Version 10.3 and later

Support for OAuth 2.0 was added to Portal for ArcGIS at version 10.3. Since version 10.3 you can perform named user login or app login with your on-premise Portal acting as the OAuth2.0 Server when utilizing Enterprise logins.

Create an application in your portal and register it for Oauth 2.0. Once you have a client_id and client_secret you can use any of the authentication workflows for named user login or app login.

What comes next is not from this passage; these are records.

PR #3017, opened 2021-04-12
Azure marketplace parser

SteveHNH:
We'll need to identify azure marketplace systems inside puptoo. Since we
rely on core for this, we need to have this parser in place.

RHCLOUD-13520

### DIFF
--- a/insights/parsers/azure_instance_plan.py
+++ b/insights/parsers/azure_instance_plan.py
@@ -11,7 +11,7 @@ For more details, See: https://docs.microsoft.com/en-us/rest/api/compute/virtual
 """
 import json
 
-from insights.parsers import SkipException
+from insights.parsers import SkipException, ParseException
 from insights import parser, CommandParser
 from insights.specs import Specs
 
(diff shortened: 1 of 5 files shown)


insights/parsers/azure_instance_plan.py
```diff
@@ -0,0 +1,60 @@
...
+        'planProduct'
+        >>> azure_plan.publisher
+        'planPublisher'
+    """
+
+    def parse_content(self, content):
+        if not content or "curl: " in content[0]:
+            raise SkipException()
+
+        plan = json.loads(content[0])
```
bfahr, line 56: @SteveHNH please add an exception handler around this so that we don't throw unexpected exceptions.  You can raise a ParseException if there is a problem with the `json.loads`.

insights/parsers/azure_instance_plan.py
```diff
@@ -0,0 +1,60 @@
...
+
+    Attributes:
+        name (str): The name of the plan for the VM Instance in Azure, e.g: rhel7
+        size (str): The product of the plan for the VM Instance in Azure, e.g: RHEL
+        publisher (str): The publisher of the plan for the VM Instance in Azure, e.g: Red hat
+        raw (str): The full JSON of the plan returned by the ``curl`` command
+
+    Examples:
+        >>> azure_plan.name
+        'planName'
```
bfahr, line 45: You have some test failures for these doctests in RHEL7.  An easy way to fix them is change the example to something like:
```
>>> asure_plan.name == 'planName'
True
```

bfahr (changes requested):

SteveHNH:
@bfahr fixed the issues you pointed out. Thanks!

xiangce (approved):

PR #3018, opened 2021-04-13
Remove the spec because it is not used by any rule

huali027:
* The ssl certificate changes from satellite 6.6,
  however since no rules use this spec, no need to update it,
  we can remove it directly


xiangce (approved):

xiangce:
@huali027 - you should add the removed spec to the skipped spec-list in the `insights/tests/client/collection_rules/test_map_components.py` to make the pytest pass

PR #3025, opened 2021-04-19
[testing] download idna 2.7 directly

SteveHNH:
This package was removed from pypi. We still need it for python2, so
we'll download it directly via git.


Glutexo (approved):
We don’t know why PIP failed to find the matching versions. My uneducated guess would be that as Python 2.6 is unsupported, older version of _pip_ may no longer be able to work correctly with PyPI. Installing directly from GitHub resolves this for now.

This is definitely not a good long-term solution, but this pipeline is intended to go away soon anyway. (Haha.)

bfahr (approved):

PR #3027, opened 2021-04-19
Collect `rpm-ostree status --json`

csams:

### DIFF
--- a/insights/parsers/rpm_ostree_status.py
+++ b/insights/parsers/rpm_ostree_status.py
@@ -1,0 +1,83 @@
+# -*- coding: utf-8 -*-
+"""
+RpmOstreeStatus - Command ``/usr/bin/rpm-ostree status --json``
+===============================================================
+
+The ``RpmOstreeStatus`` class parses the output of the ``/usr/bin/rpm-ostree status --json`` command.
+
+rpm-ostree is a hybrid image and package system; as the name suggests, it
+uses OSTree for the image side, and RPM for the package side. It supports
+composing RPMs server-side into an OSTree commit (like an image), and clients
+can replicate that bit-for-bit, with fast incremental updates. Additionally,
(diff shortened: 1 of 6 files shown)


insights/parsers/tests/test_rpm_ostree_status.py
```diff
@@ -0,0 +1,52 @@
...
+    "cached-update" : null
+    }
+""".strip()
+
+
+def test_good_data():
+    data = context_wrap(GOOD)
+    status = RpmOstreeStatus(data)
+    assert status.data["deployments"][0]["booted"]
+    assert len(status.query.deployments.where("booted", True)) == 1
```
bfahr, line 52: @csams would you mind to add a test for your examples in the docstrings?

insights/parsers/rpm_ostree_status.py
```diff
@@ -0,0 +1,83 @@
...
+"""
+from .. import parser, CommandParser, YAMLParser
+from ..parsr.query import from_dict
+from insights.specs import Specs
+
+
+@parser(Specs.rpm_ostree_status)
+class RpmOstreeStatus(CommandParser, YAMLParser):
+    """
+    Class ``RpmOstreeStatus`` parses the output of the ``rpm-ostree status --json`` command.
```
bfahr, line 74: The command and output appear to be JSON, but you are using the YAMLParser instead of the JSONParser.  Is that intentional?

bfahr (changes requested):

insights/parsers/rpm_ostree_status.py
csams: Yep, I just used yaml since it's a superset of json.

insights/parsers/tests/test_rpm_ostree_status.py
csams: Done

PR #3030, opened 2021-04-20
[parser] GCP parser to gather license codes from instances

SteveHNH:
This is needed to identify marketplace systems in the GCP cloud.

### DIFF
--- a/insights/parsers/gcp_license_codes.py
+++ b/insights/parsers/gcp_license_codes.py
@@ -29,6 +29,7 @@ class GCPLicenseCodes(CommandParser):
 
     Raises:
         SkipException: When content is empty or no parse-able content.
+        ParseException: When the json is unable to be parsed
 
     Attributes:
         ids (list): A list containing the IDs found on the instance
--- a/insights/parsers/gcp_license_codes.py
+++ b/insights/parsers/gcp_license_codes.py
@@ -1,0 +1,60 @@
+"""
+GCPLicenseCodes
+===============
+
+This parser reads the output of a command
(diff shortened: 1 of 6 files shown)


insights/parsers/gcp_license_codes.py
```diff
@@ -0,0 +1,60 @@
+"""
+GCPLicenseCodes
+===============
```
bfahr, line 3: @SteveHNH please include the `.rst` file in the directory `insights/docs/share_parsers_catalog/` so that this new parser will be included in the documentation build.

insights/parsers/gcp_license_codes.py
```diff
@@ -0,0 +1,60 @@
...
+    ``curl -H "Metadata-Flavor: Google" "http://metadata.google.internal/computeMetadata/v1/instance/licenses/?recursive=True"``,
+
+
+    Typical Output of this command is::
+
+        [{"id": "601259152637613565"}]
+
+    Raises:
+        SkipException: When content is empty or no parse-able content.
+
```
bfahr, line 32: Since you are making changes could you add ParseException to this section of the doc since you raises it as well? Thx.

bfahr (changes requested):

insights/parsers/gcp_license_codes.py
SteveHNH: Ah! i keep forgetting that part. on it

insights/parsers/gcp_license_codes.py
SteveHNH: oh snap. yep

bfahr (approved):
Approved pending approval of the spec.

PR #3032, opened 2021-04-21
Fix ValueError exception in Lvm parser.

ryan-blakley:
* Fix issue were leaked file descriptors messages in the output caused
exceptions.
* Add test for parsing with the leaked file descriptor messages.


bfahr:
This PR will fix #3034

PR #2603, opened 2020-05-22
[WIP] Converts the time to initialize from mins to secs

psachin:
A very crude implementation. Just in case the parser fails to convert timestring
in 'min'.

Signed-off-by: Sachin Patil <psachin@redhat.com>

PR #3041, opened 2021-04-27
Fix ValueError exception in systemd_analyze parser

### LINKED ISSUE #3040: Systemd_analyze parser is raising lots of exceptions in production
The SystemdAnalyzeBlame parser is throwing a large number of the exception ValueError('too many values to unpack (expected 2)',) in production.

ryan-blakley:
* The parser wasn't setup to parse all of the possible column amounts,
it was only setup to expect two columns, so seconds only. But the
command can have up to 8 columns of output, so I updated it to parse
all of the columns properly.
* Added all of the possible columns to the test file.
* Fix #3040

### DIFF
--- a/insights/parsers/systemd_analyze.py
+++ b/insights/parsers/systemd_analyze.py
@@ -55,10 +55,34 @@ class SystemdAnalyzeBlame(CommandParser, dict):
             raise SkipException
 
         for c in content:
-            time, service = c.split()
-            if time.endswith('ms'):
-                _time = round(float(time.strip('ms')) / 1000, 5)
-            else:
-                _time = round(float(time.strip('ms')), 5)
+            cols = c.split()
+            # Check to make sure that the first character of the first
+            # entry is a number. This will hopefully exclude any errors
+            # that are outputted in the file.
+            if cols[0][0].isdigit():
+                # The service should be the last column, so just
+                # remove the last column from the list before looping.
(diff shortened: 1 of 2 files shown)


insights/parsers/systemd_analyze.py
```diff
@@ -54,11 +54,33 @@ def parse_content(self, content):
...
+
         for c in content:
-            time, service = c.split()
-            if time.endswith('ms'):
-                _time = round(float(time.strip('ms')) / 1000, 5)
-            else:
-                _time = round(float(time.strip('ms')), 5)
+            service = None
+            time = 0
+            for x in c.split():
```
bfahr, line 63: Could this code be simplified?  Does it make sense to use float/round on numbers that are ints?

bfahr (changes requested):

insights/parsers/systemd_analyze.py
ryan-blakley: I simplified it down and removed the unneeded rounds, and switched the floats to ints where needed.

psachin:
Hey @ryan-blakley I see that you are enhancing the parser. Can you please verify if we can close https://github.com/RedHatInsights/insights-core/pull/2603 ?

ryan-blakley:
Hey @psachin yeah it looks like we can close #2603.

PR #3043, opened 2021-04-27
Fix ValueError exception in dmsetup parser

### LINKED ISSUE #3042: The dmsetup parser is raising ValueError exceptions in production
The DmsetupStatus parser is throwing a large number of the exception ValueError('not enough values to unpack (expected 2, got 1)',) in production.

ryan-blakley:
* The parser wasn't setup to parse the output if there weren't any
  devices found.
* Added test for "No devices found" output.
* Fix #3042

### DIFF
--- a/insights/parsers/dmsetup.py
+++ b/insights/parsers/dmsetup.py
@@ -189,6 +189,9 @@ class DmsetupStatus(CommandParser, list):
 
     def parse_content(self, content):
         self.unparseable_lines = []
+        if content[0].lower() == "no devices found":
+            return
+
         for line in content:
             _device_name, _device_info_str = line.rsplit(':', 1)
             device_name = _device_name.strip()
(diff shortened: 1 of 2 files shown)


insights/parsers/dmsetup.py
```diff
@@ -190,7 +190,11 @@ class DmsetupStatus(CommandParser, list):
     def parse_content(self, content):
         self.unparseable_lines = []
         for line in content:
```
bfahr, line 192: @ryan-blakley since the content would only have "No devices found" would it make sense to check explicitly for that string and return if found?  That would leave the list empty, and the `unparsable_lines` list empty as well.  Seems like that would reflect the output more accurately.

bfahr (changes requested):

insights/parsers/dmsetup.py
ryan-blakley: @bfahr I updated it to return if no devices found is in the content, and updated the test to check for empty list.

Set the ArcGIS Online authorization endpoint with the authorization endpoint on your Portal https://<host>:<port>/<subdirectory>/sharing/rest/oauth2/authorize. You must also replace the ArcGIS Online token endpoint with the token endpoint for your portal https://<host>:<port>/<subdirectory>/sharing/rest/oauth2/token. If you are using one of the ArcGIS APIs or SDKs both of these options will often be set using a single option for the Portal URL.

OAuth 2.0 Endpoints

Authorization Endpoint: https://<host>:<port>/<subdirectory>/sharing/rest/oauth2/authorize
Token Endpoint: https://<host>:<port>/<subdirectory>/sharing/rest/oauth2/token

Version 10.2 and earlier

ArcGIS Server and Portal for ArcGIS do not support authentication via OAuth 2.0. Instead both support a generateToken REST API call that can be used with either user credentials obtained from the user who is logging in to the platform via the application or with the application's own credentials.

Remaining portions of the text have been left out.